Top of Information given
PR #415, opened 2024-07-04
gh-412 - Add user friendly dialog if submission of data specification fails. 

### LINKED ISSUE #412: User friendly error when Data Submission fails
# Description

When a Data Submission is made, it may error for some reason, i.e it can't connect to azure to upload a file. When this happens a horrible error message is displayed to the user. What we need to do it catch all errors and give the user a nice friendly error message. It would also be useful for the real error message to be written somewhere, maybe the console log for now, so that it can be viewed when things go wrong.

The friendly error message should say "Submission Step _step name_ failed. Please press the Submit button again to submit your data specification. If you keep seeing this message then please contact Mauro administrators for help" With an OK button on it.

UPDATE: 
- Add contextual error messages to the submission service
- Update NoProjectsFoundError to match screenshot from nigel. 
- Also fixed problems with submission status dialog where it would only appear on the first submit click and the UI was see through so it was hard to see when there was not a white background.

# Additional context

The simplest way to break a submission is to turn off your local Azurite server if you are using that. Your other option is to corrupt the Azure references in the run xml files so that the Azure connection will fail.

abwilson23:
- Add `SimpleDialogComponent` for generic dialog messages. 
- Add a test checking the dialog is opened if an error is thrown during a test. 

Simplest way to test is to manually throw an error in one of the existing steps. I suggest a later step just to see how the UX flows from working to failure. 

closes #412

### DIFF
--- a/src/app/data-explorer/specification-submission/services/specification-submission.service.ts
+++ b/src/app/data-explorer/specification-submission/services/specification-submission.service.ts
@@ -32,6 +32,10 @@ import { AttachPdfStep } from '../submission-steps/attach-pdf.step';
 import { SubmitRequestStep } from '../submission-steps/submit-request.step';
 import { BroadcastService } from 'src/app/core/broadcast.service';
 import { DialogService } from '../../dialog.service';
+import {
+  DEFAULT_ERROR_MESSAGE,
+  NoProjectsFoundError,
+} from '../type-declarations/submission.custom-errors';
 
 @Injectable({
   providedIn: 'root',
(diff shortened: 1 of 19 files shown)


src/app/data-explorer/specification-submission/services/specification-submission.service.ts
```diff
@@ -116,12 +115,17 @@ export class SpecificationSubmissionService {
...
+    console.error(`Error running step ${stepName}. Step failed with error message: ${error}`);
+
+    const errorMessage = this.buildErrorMessage(stepName);
+    this.dialogService.openSimple({ heading: 'Submission Error', message: errorMessage });
+  }
+
+  private buildErrorMessage(stepName: StepName): string {
+    return `<p>Submission Step <b>${stepName}</b> failed.</p>
+    <p>Please press the Submit button again to submit your data specification.
+    If you keep seeing this message then please contact Mauro administrators for help.</p>`;
```
NigelPalmer: We are no longer showing a useful error message to the user. I just tried to submit and the user facing message told me to simply try again. Where as the console message said "NoProjectsFoundError: You do not have any projects to submit this data request for." What we need to do is display the errors that we know are user friendly, otherwise default to the current behaviour of "Please try again". I.e `if NoProjectsFoundError then display error message in dialog`

It should look something like this:
image

You may need to update the returned error message to include the additional text. Also there may be other exception types that we should be displaying the error message for.

NigelPalmer (changes requested):

src/app/data-explorer/specification-submission/services/specification-submission.service.ts
abwilson23: NoProjectsFoundError now produces a friendly message explaining how the user can action the issue on their own. All other errors default to a standard error message from the original ticket as the fixes are outside the control of the user. 
Simple to add further modifications to error handling if necessary.

NigelPalmer (approved):
User receives a clear message telling them what they need to do. We will likely need to update the wording in the future as the workflow changes, but the message we have now is accurate for the current state of the system.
Bottom of Information given
An exact retyping of every line in the records is needed.

PR #415, opened 2024-07-04
gh-412 - Add user friendly dialog if submission of data specification fails. 

### LINKED ISSUE #412: User friendly error when Data Submission fails
# Description

When a Data Submission is made, it may error for some reason, i.e it can't connect to azure to upload a file. When this happens a horrible error message is displayed to the user. What we need to do it catch all errors and give the user a nice friendly error message. It would also be useful for the real error message to be written somewhere, maybe the console log for now, so that it can be viewed when things go wrong.

The friendly error message should say "Submission Step _step name_ failed. Please press the Submit button again to submit your data specification. If you keep seeing this message then please contact Mauro administrators for help" With an OK button on it.

UPDATE: 
- Add contextual error messages to the submission service
- Update NoProjectsFoundError to match screenshot from nigel. 
- Also fixed problems with submission status dialog where it would only appear on the first submit click and the UI was see through so it was hard to see when there was not a white background.

# Additional context

The simplest way to break a submission is to turn off your local Azurite server if you are using that. Your other option is to corrupt the Azure references in the run xml files so that the Azure connection will fail.

abwilson23:
- Add `SimpleDialogComponent` for generic dialog messages. 
- Add a test checking the dialog is opened if an error is thrown during a test. 

Simplest way to test is to manually throw an error in one of the existing steps. I suggest a later step just to see how the UX flows from working to failure. 

closes #412

### DIFF
--- a/src/app/data-explorer/specification-submission/services/specification-submission.service.ts
+++ b/src/app/data-explorer/specification-submission/services/specification-submission.service.ts
@@ -32,6 +32,10 @@ import { AttachPdfStep } from '../submission-steps/attach-pdf.step';
 import { SubmitRequestStep } from '../submission-steps/submit-request.step';
 import { BroadcastService } from 'src/app/core/broadcast.service';
 import { DialogService } from '../../dialog.service';
+import {
+  DEFAULT_ERROR_MESSAGE,
+  NoProjectsFoundError,
+} from '../type-declarations/submission.custom-errors';
 
 @Injectable({
   providedIn: 'root',
(diff shortened: 1 of 19 files shown)


src/app/data-explorer/specification-submission/services/specification-submission.service.ts
```diff
@@ -116,12 +115,17 @@ export class SpecificationSubmissionService {
...
+    console.error(`Error running step ${stepName}. Step failed with error message: ${error}`);
+
+    const errorMessage = this.buildErrorMessage(stepName);
+    this.dialogService.openSimple({ heading: 'Submission Error', message: errorMessage });
+  }
+
+  private buildErrorMessage(stepName: StepName): string {
+    return `<p>Submission Step <b>${stepName}</b> failed.</p>
+    <p>Please press the Submit button again to submit your data specification.
+    If you keep seeing this message then please contact Mauro administrators for help.</p>`;
```
NigelPalmer: We are no longer showing a useful error message to the user. I just tried to submit and the user facing message told me to simply try again. Where as the console message said "NoProjectsFoundError: You do not have any projects to submit this data request for." What we need to do is display the errors that we know are user friendly, otherwise default to the current behaviour of "Please try again". I.e `if NoProjectsFoundError then display error message in dialog`

It should look something like this:
image

You may need to update the returned error message to include the additional text. Also there may be other exception types that we should be displaying the error message for.

NigelPalmer (changes requested):

src/app/data-explorer/specification-submission/services/specification-submission.service.ts
abwilson23: NoProjectsFoundError now produces a friendly message explaining how the user can action the issue on their own. All other errors default to a standard error message from the original ticket as the fixes are outside the control of the user. 
Simple to add further modifications to error handling if necessary.

NigelPalmer (approved):
User receives a clear message telling them what they need to do. We will likely need to update the wording in the future as the workflow changes, but the message we have now is accurate for the current state of the system.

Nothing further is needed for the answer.